Data extract:
PR #162, opened 2020-06-17
Multiple Emails Bug

### LINKED ISSUE #149: Duplicate email issue

solidiquis:
Closes #149

### DIFF
--- a/app/controllers/webhooks_controller.rb
+++ b/app/controllers/webhooks_controller.rb
@@ -115,6 +115,8 @@ class WebhooksController < ApplicationController
 
     items = JSON.parse(payment_intent.line_items)
     recipient = payment_intent.recipient
+    is_donation = nil
+
     items.each do |item_json|
       # TODO(jtmckibb): Add some tracking that tracks if it breaks somewhere
       # here
@@ -139,19 +141,14 @@ class WebhooksController < ApplicationController
         merchant_name = Seller.find_by(seller_id: seller_id).name
         case item_json['item_type']
         when 'donation'
+          is_donation ||= true
+
           WebhookManager::DonationCreator.call({
                                                  seller_id: seller_id,
                                                  payment_intent: payment_intent,
                                                  amount: amount
                                                })
-          EmailManager::DonationReceiptSender.call({
-                                                     payment_intent: payment_intent,
-                                                     amount: amount,
-                                                     merchant: merchant_name,
-                                                     email: payment_intent.purchaser.email
-                                                   })
         when 'gift_card'
-
           is_distribution = item_json['is_distribution']
 
           gift_card_detail = WebhookManager::GiftCardCreator.call({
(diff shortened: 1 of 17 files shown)


app/controllers/webhooks_controller.rb
```diff
@@ -185,5 +182,17 @@ def handle_payment_intent_succeeded(
         end
       end
     end
+
+    if is_donation
+      # Send separate email for each seller.
+      grouped_items = items.group_by { |li| li["seller_id"] }
```
justintmckibben, line 188: nit, mind running rubocop -a

app/controllers/webhooks_controller.rb
```diff
@@ -139,19 +141,14 @@ def handle_payment_intent_succeeded(
         merchant_name = Seller.find_by(seller_id: seller_id).name
         case item_json['item_type']
         when 'donation'
+          is_donation ||= true
```
justintmckibben, line 144: wow what is this ruby madness lol

spec/controllers/webhooks_controller_spec.rb
```diff
@@ -3,4 +3,48 @@
 require 'rails_helper'
 
 RSpec.describe WebhooksController, type: :controller do
+  describe "POST create" do
+    let!(:payment_intent) do
+      create :payment_intent, :with_line_items, square_payment_id: 'square-id', square_location_id: "OIJWEOIFJEOIFJ"
```
justintmckibben, line 8: could you use ENV['SQUARE_LOCATION_ID']?

app/controllers/webhooks_controller.rb
jacoblb64, line 144: Maybe this is a ruby quirk i’m not familiar with, but why are we setting this to nil initially instead of false, then `||=`’ing it to true instead of just setting it?

solidiquis: Because if I initially set it to false, then set it to true in the loop without using the conditional assignment operator, is_donation will keep getting re-assigned to true after every loop, which is like negligibly more time expensive, but still haha. I COULD use an if-statement but would look kind of ugly haha. Open to discussion though!

Screen Shot 2020-06-17 at 3 58 15 PM

jacoblb64: Interesting, makes sense that `||=` is faster than a raw assignment. Where’s the advantage come from the initial `nil` vs `false` though?

solidiquis: Ahhh I had assumed that if a = false then a ||= true would still give a = false but turns out that isn't the case haha. I'll change that. Thanks man!

PR #163, opened 2020-06-20
Add action controller caching to staging

Yong-L:
Temporarily checking if caching makes the requests faster in staging environment before pushing to prod for testing.


Yong-L:
Followed https://devcenter.heroku.com/articles/memcachier#rails

PR #166, opened 2020-06-27
Add tests and fixes to original hours backend PR

Jeremy-Xue:


db/schema.rb
```diff
@@ -115,6 +115,17 @@
     t.index ["seller_id"], name: "index_menu_items_on_seller_id"
   end
 
+  create_table "open_hours", force: :cascade do |t|
+    t.bigint "seller_id", null: false
+    t.time "open"
+    t.time "close"
+    t.datetime "created_at", precision: 6, null: false
+    t.datetime "updated_at", precision: 6, null: false
+    t.integer "openday"
```
justintmckibben, line 124: nit and you don't have to change it if you don't want to / can do it as a follow up; but could you make this open_day?

db/schema.rb
```diff
@@ -115,6 +115,17 @@
     t.index ["seller_id"], name: "index_menu_items_on_seller_id"
   end
 
+  create_table "open_hours", force: :cascade do |t|
```
justintmckibben, line 118: Curious, how would you model a store that's open 24-hours?

app/models/open_hour.rb
```diff
@@ -0,0 +1,41 @@
...
+  enum days: { MON: 0, TUE: 1, WED: 2, THU: 3, FRI: 4, SAT: 5, SUN: 6 }
+  enum openday: { MON: 0, TUE: 1, WED: 2, THU: 3, FRI: 4, SAT: 5, SUN: 6 }, _suffix: true
+  enum closeday: { MON: 0, TUE: 1, WED: 2, THU: 3, FRI: 4, SAT: 5, SUN: 6 }, _suffix: true
+  validates_inclusion_of :openday, in: days.keys
+  validates_inclusion_of :closeday, in: days.keys
+  validate :opens_before_closes
+
+  protected
+
+  def opens_before_closes
```
justintmckibben, line 36: Do you have a test for this?

Jeremy-Xue: Added!

db/schema.rb
Jeremy-Xue: changed!

db/schema.rb
Jeremy-Xue: I think we could store it as 12am (day n) to 12am (day n+1) and have a check on the frontend to show "Open 24 Hours"

PR #167, opened 2020-06-27
Delegating GAM Payments to Non-Profit Square accounts (Think!Chinatown)

jacoblb64:
For Think!Chinatown (and hopefully future partners), we have to delegate payments to their square accounts instead of ours for non-profit type transactions. Right now this is just GAM, but we want to make this generic. The current model as of now is to use one "Send Chinatown Love" Location ID within Think!Chinatown's square account, but we could support other scenarios too.

Overview:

Exercise requirements: Output all preceding records character for character.

Output below:
PR #162, opened 2020-06-17
Multiple Emails Bug

### LINKED ISSUE #149: Duplicate email issue

solidiquis:
Closes #149

### DIFF
--- a/app/controllers/webhooks_controller.rb
+++ b/app/controllers/webhooks_controller.rb
@@ -115,6 +115,8 @@ class WebhooksController < ApplicationController
 
     items = JSON.parse(payment_intent.line_items)
     recipient = payment_intent.recipient
+    is_donation = nil
+
     items.each do |item_json|
       # TODO(jtmckibb): Add some tracking that tracks if it breaks somewhere
       # here
@@ -139,19 +141,14 @@ class WebhooksController < ApplicationController
         merchant_name = Seller.find_by(seller_id: seller_id).name
         case item_json['item_type']
         when 'donation'
+          is_donation ||= true
+
           WebhookManager::DonationCreator.call({
                                                  seller_id: seller_id,
                                                  payment_intent: payment_intent,
                                                  amount: amount
                                                })
-          EmailManager::DonationReceiptSender.call({
-                                                     payment_intent: payment_intent,
-                                                     amount: amount,
-                                                     merchant: merchant_name,
-                                                     email: payment_intent.purchaser.email
-                                                   })
         when 'gift_card'
-
           is_distribution = item_json['is_distribution']
 
           gift_card_detail = WebhookManager::GiftCardCreator.call({
(diff shortened: 1 of 17 files shown)


app/controllers/webhooks_controller.rb
```diff
@@ -185,5 +182,17 @@ def handle_payment_intent_succeeded(
         end
       end
     end
+
+    if is_donation
+      # Send separate email for each seller.
+      grouped_items = items.group_by { |li| li["seller_id"] }
```
justintmckibben, line 188: nit, mind running rubocop -a

app/controllers/webhooks_controller.rb
```diff
@@ -139,19 +141,14 @@ def handle_payment_intent_succeeded(
         merchant_name = Seller.find_by(seller_id: seller_id).name
         case item_json['item_type']
         when 'donation'
+          is_donation ||= true
```
justintmckibben, line 144: wow what is this ruby madness lol

spec/controllers/webhooks_controller_spec.rb
```diff
@@ -3,4 +3,48 @@
 require 'rails_helper'
 
 RSpec.describe WebhooksController, type: :controller do
+  describe "POST create" do
+    let!(:payment_intent) do
+      create :payment_intent, :with_line_items, square_payment_id: 'square-id', square_location_id: "OIJWEOIFJEOIFJ"
```
justintmckibben, line 8: could you use ENV['SQUARE_LOCATION_ID']?

app/controllers/webhooks_controller.rb
jacoblb64, line 144: Maybe this is a ruby quirk i’m not familiar with, but why are we setting this to nil initially instead of false, then `||=`’ing it to true instead of just setting it?

solidiquis: Because if I initially set it to false, then set it to true in the loop without using the conditional assignment operator, is_donation will keep getting re-assigned to true after every loop, which is like negligibly more time expensive, but still haha. I COULD use an if-statement but would look kind of ugly haha. Open to discussion though!

Screen Shot 2020-06-17 at 3 58 15 PM

jacoblb64: Interesting, makes sense that `||=` is faster than a raw assignment. Where’s the advantage come from the initial `nil` vs `false` though?

solidiquis: Ahhh I had assumed that if a = false then a ||= true would still give a = false but turns out that isn't the case haha. I'll change that. Thanks man!

PR #163, opened 2020-06-20
Add action controller caching to staging

Yong-L:
Temporarily checking if caching makes the requests faster in staging environment before pushing to prod for testing.


Yong-L:
Followed https://devcenter.heroku.com/articles/memcachier#rails

PR #166, opened 2020-06-27
Add tests and fixes to original hours backend PR

Jeremy-Xue:


db/schema.rb
```diff
@@ -115,6 +115,17 @@
     t.index ["seller_id"], name: "index_menu_items_on_seller_id"
   end
 
+  create_table "open_hours", force: :cascade do |t|
+    t.bigint "seller_id", null: false
+    t.time "open"
+    t.time "close"
+    t.datetime "created_at", precision: 6, null: false
+    t.datetime "updated_at", precision: 6, null: false
+    t.integer "openday"
```
justintmckibben, line 124: nit and you don't have to change it if you don't want to / can do it as a follow up; but could you make this open_day?

db/schema.rb
```diff
@@ -115,6 +115,17 @@
     t.index ["seller_id"], name: "index_menu_items_on_seller_id"
   end
 
+  create_table "open_hours", force: :cascade do |t|
```
justintmckibben, line 118: Curious, how would you model a store that's open 24-hours?

app/models/open_hour.rb
```diff
@@ -0,0 +1,41 @@
...
+  enum days: { MON: 0, TUE: 1, WED: 2, THU: 3, FRI: 4, SAT: 5, SUN: 6 }
+  enum openday: { MON: 0, TUE: 1, WED: 2, THU: 3, FRI: 4, SAT: 5, SUN: 6 }, _suffix: true
+  enum closeday: { MON: 0, TUE: 1, WED: 2, THU: 3, FRI: 4, SAT: 5, SUN: 6 }, _suffix: true
+  validates_inclusion_of :openday, in: days.keys
+  validates_inclusion_of :closeday, in: days.keys
+  validate :opens_before_closes
+
+  protected
+
+  def opens_before_closes
```
justintmckibben, line 36: Do you have a test for this?

Jeremy-Xue: Added!

db/schema.rb
Jeremy-Xue: changed!

db/schema.rb
Jeremy-Xue: I think we could store it as 12am (day n) to 12am (day n+1) and have a check on the frontend to show "Open 24 Hours"

PR #167, opened 2020-06-27
Delegating GAM Payments to Non-Profit Square accounts (Think!Chinatown)

jacoblb64:
For Think!Chinatown (and hopefully future partners), we have to delegate payments to their square accounts instead of ours for non-profit type transactions. Right now this is just GAM, but we want to make this generic. The current model as of now is to use one "Send Chinatown Love" Location ID within Think!Chinatown's square account, but we could support other scenarios too.

Overview:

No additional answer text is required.